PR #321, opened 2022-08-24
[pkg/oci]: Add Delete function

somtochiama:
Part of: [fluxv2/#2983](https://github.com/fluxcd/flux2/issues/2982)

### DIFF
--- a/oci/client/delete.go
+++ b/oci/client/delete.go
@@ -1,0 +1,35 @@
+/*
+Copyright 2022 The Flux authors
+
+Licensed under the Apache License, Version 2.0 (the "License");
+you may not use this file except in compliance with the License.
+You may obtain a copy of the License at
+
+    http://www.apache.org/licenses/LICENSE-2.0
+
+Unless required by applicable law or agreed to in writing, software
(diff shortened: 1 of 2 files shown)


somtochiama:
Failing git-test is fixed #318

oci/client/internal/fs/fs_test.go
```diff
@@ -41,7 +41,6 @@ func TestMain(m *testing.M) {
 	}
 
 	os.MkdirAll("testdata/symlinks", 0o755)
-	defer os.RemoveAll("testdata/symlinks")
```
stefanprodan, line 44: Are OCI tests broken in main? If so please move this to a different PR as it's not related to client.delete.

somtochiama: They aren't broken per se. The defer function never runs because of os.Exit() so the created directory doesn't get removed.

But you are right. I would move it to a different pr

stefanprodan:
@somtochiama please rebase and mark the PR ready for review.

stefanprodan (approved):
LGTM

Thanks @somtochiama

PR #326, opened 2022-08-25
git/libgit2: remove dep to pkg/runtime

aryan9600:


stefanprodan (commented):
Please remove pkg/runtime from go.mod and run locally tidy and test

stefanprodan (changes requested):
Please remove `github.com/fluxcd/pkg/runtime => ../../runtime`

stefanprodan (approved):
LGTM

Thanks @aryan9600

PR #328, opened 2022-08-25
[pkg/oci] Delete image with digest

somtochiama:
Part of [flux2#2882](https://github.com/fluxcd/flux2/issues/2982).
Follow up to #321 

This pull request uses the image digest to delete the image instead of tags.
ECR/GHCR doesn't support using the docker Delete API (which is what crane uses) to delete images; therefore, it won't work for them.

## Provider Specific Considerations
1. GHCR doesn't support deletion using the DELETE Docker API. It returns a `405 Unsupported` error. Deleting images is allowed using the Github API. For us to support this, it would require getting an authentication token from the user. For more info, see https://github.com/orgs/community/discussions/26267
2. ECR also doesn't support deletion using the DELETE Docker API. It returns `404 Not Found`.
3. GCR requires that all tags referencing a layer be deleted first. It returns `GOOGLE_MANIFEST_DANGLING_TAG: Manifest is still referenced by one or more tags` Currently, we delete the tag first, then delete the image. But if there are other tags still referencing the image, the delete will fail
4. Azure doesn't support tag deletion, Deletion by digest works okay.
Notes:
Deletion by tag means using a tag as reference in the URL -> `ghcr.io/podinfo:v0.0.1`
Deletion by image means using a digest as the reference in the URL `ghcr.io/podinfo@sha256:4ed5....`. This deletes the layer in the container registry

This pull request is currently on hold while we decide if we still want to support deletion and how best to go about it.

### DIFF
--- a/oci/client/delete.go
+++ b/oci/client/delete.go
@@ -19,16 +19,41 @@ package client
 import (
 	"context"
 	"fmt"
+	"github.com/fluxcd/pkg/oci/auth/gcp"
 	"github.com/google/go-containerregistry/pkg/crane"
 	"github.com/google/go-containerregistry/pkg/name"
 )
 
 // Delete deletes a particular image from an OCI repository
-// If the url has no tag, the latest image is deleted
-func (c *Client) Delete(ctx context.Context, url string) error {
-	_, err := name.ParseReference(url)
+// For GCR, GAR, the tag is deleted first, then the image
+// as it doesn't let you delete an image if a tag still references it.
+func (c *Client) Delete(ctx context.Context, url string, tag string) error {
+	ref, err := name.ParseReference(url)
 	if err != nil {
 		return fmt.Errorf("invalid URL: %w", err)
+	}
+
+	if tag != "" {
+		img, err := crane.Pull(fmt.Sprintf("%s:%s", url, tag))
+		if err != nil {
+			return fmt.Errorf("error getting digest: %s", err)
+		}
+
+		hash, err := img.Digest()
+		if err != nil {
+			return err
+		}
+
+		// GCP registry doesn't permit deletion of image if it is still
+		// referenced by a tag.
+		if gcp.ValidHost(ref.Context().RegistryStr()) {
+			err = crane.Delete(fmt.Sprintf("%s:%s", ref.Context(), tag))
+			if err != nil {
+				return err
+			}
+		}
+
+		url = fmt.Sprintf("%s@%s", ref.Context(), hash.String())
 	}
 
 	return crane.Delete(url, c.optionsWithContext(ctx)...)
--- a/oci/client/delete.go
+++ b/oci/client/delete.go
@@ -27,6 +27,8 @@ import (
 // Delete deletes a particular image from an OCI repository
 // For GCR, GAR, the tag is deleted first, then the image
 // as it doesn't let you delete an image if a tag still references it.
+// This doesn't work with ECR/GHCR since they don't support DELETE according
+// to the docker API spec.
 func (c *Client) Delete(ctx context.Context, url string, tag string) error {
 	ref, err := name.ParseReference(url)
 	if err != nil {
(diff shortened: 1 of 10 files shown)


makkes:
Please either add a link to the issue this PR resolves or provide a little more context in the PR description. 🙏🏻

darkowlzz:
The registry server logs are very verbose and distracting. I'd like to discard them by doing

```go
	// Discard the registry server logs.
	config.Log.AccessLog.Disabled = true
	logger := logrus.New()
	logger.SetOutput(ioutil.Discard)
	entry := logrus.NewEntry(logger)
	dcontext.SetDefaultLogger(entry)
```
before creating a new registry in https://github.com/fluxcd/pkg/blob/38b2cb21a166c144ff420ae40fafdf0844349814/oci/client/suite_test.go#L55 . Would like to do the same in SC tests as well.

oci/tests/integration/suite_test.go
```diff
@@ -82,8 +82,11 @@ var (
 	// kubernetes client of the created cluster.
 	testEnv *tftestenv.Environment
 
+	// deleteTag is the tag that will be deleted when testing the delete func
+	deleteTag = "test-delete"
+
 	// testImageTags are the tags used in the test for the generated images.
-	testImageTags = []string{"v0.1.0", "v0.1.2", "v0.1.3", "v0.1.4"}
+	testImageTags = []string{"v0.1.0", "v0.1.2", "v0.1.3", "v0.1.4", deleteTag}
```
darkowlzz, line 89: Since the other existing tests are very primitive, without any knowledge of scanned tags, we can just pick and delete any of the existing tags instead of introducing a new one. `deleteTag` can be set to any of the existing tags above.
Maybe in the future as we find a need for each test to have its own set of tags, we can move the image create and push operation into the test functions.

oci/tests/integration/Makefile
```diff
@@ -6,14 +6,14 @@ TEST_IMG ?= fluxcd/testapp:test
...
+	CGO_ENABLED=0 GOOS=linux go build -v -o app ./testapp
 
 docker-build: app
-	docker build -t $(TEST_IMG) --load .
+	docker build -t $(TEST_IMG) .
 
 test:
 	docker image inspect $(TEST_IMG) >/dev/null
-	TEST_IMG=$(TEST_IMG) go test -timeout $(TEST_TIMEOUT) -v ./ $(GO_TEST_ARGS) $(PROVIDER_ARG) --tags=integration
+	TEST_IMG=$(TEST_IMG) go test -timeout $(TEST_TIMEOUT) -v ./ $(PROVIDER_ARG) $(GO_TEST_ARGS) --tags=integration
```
* * *
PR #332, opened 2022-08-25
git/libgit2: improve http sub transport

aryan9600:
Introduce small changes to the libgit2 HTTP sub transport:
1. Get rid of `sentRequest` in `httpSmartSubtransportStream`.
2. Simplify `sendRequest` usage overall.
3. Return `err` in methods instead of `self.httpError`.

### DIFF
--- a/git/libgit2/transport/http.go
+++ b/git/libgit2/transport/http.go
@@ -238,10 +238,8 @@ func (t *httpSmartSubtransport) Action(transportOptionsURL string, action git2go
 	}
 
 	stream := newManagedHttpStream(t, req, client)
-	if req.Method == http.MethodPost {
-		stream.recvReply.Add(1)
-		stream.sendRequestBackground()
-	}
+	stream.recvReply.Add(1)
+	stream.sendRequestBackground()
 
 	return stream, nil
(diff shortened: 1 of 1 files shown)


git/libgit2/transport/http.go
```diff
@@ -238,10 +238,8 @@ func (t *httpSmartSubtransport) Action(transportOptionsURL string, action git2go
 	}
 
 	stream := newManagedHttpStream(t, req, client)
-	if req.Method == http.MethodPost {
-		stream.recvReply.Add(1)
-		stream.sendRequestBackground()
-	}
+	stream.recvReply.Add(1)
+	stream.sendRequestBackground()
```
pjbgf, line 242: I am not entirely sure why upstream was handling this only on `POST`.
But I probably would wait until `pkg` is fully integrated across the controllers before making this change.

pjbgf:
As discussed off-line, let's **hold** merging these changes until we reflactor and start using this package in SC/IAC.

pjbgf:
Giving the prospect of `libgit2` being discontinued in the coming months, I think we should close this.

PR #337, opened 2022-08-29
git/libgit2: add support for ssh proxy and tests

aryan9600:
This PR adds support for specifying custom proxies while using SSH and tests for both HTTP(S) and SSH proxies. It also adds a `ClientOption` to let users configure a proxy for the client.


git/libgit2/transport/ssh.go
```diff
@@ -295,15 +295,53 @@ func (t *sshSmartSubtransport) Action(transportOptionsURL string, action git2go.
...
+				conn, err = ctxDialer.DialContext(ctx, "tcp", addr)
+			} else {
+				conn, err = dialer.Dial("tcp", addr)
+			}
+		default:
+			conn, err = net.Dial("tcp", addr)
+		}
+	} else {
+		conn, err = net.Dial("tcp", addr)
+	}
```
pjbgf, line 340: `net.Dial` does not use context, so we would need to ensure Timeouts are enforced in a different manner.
* * *
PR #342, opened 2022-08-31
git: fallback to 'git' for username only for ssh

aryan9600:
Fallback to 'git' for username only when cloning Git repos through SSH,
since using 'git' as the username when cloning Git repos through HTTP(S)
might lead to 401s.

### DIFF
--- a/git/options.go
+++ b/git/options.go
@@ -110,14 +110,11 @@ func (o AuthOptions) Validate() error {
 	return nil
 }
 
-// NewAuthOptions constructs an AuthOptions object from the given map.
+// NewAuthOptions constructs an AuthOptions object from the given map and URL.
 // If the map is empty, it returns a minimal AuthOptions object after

* **Instructions to follow**
Look above for the line holding "map and URL." and the line holding "AuthOptions object after". Retype both, and every line between them, word for word and nothing else.

* **Exercise result**
+// NewAuthOptions constructs an AuthOptions object from the given map and URL.
 // If the map is empty, it returns a minimal AuthOptions object after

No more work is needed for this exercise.